Controlled Continuity for Visual Reconstruction

Demetri Terzopoulos
MIT Artificial Intelligence Lab.
545 Technology Square
Cambridge, MA 02139


Controlled continuity is a powerful but nonrestrictive model, generally applicable to the solution of many visual reconstruction problems involving both continuous regions and discontinuities.


Ill-posed reconstruction problems are the rule rather than the exception in early vision. Image reconstruction begins with a selection of (usually intensity based) 2-D data. In visual surface reconstruction, the raw data comprise local 3-D shape estimates. Generally, the initial information may be available from multiple sources and at multiple resolutions, but it is often sparse and corrupted by noise. The goal of reconstruction is to generate the best possible interpretation of the available visual information, making explicit the continuous regions as well as the locations of bounding discontinuities. Well-posed variational principle formulations may be obtained systematically for this broad class of visual problems by applying a ``controlled continuity'' model. Although this deterministic model provides sufficient constraint to guarantee the existence of unique solutions, it remains generic and is nonrestrictive at discontinuities.

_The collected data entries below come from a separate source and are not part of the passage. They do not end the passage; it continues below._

PR #397, opened 2019-03-18
Add database.GetRequestsToJoinTeam(uuid)

idrysdale:
This will be useful to check whether an existing request to join a team already exists.

### DIFF
--- a/database/database.go
+++ b/database/database.go
@@ -163,6 +163,24 @@ func (db *Database) DeleteRequestToJoinTeam(teamUUID uuid.UUID, fingerprint fpr.
 	return db.saveToFile(*message)
 }
 
+// GetRequestsToJoinTeam returns a slice of requests to join the team matching the UUID.
+func (db *Database) GetRequestsToJoinTeam(teamUUID uuid.UUID) (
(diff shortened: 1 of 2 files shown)


paulfurley:
Needs rebase!

idrysdale:
On it!

idrysdale:
Done it! Ready for eyes 👀

database/database.go
```diff
@@ -163,6 +163,24 @@ func (db *Database) DeleteRequestToJoinTeam(teamUUID uuid.UUID, fingerprint fpr.
 	return db.saveToFile(*message)
 }
 
+// GetRequestsToJoinTeam returns a slice of requests to join the team matching the UUID.
+func (db *Database) GetRequestsToJoinTeam(teamUUID uuid.UUID) (
```
paulfurley: What's the logic behind it returning *multiple* when we actually want to de-duplicate and only get the *earliest* ?

paulfurley: Looking at the other PR it seems we *actually* want a function that just queries if a request already exists, rather than actually getting a list of them, right?

idrysdale: You're right, see https://github.com/fluidkeys/fluidkeys/pull/405

PR #401, opened 2019-03-18
add team.VerifyRoster(roster, signature, adminKeys)

paulfurley:


team/team_test.go
```diff
@@ -84,9 +84,11 @@ name = "Kiffix"
 		})
 
 		t.Run("sets a valid signature", func(t *testing.T) {
-			verifyRosterSignature(t,
```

It can be expressed mathematically as functional forms involving generalized spline kernels. The constituent kernels are combined with continuity control functions which can be determined optimally according to local criteria. The resulting variational principles may be locally discretized using piecewise, finite element techniques. Fine scale solutions to the reconstruction problems are efficiently computable by multiresolution hierarchies of local-support cooperative processes under concurrent coordination.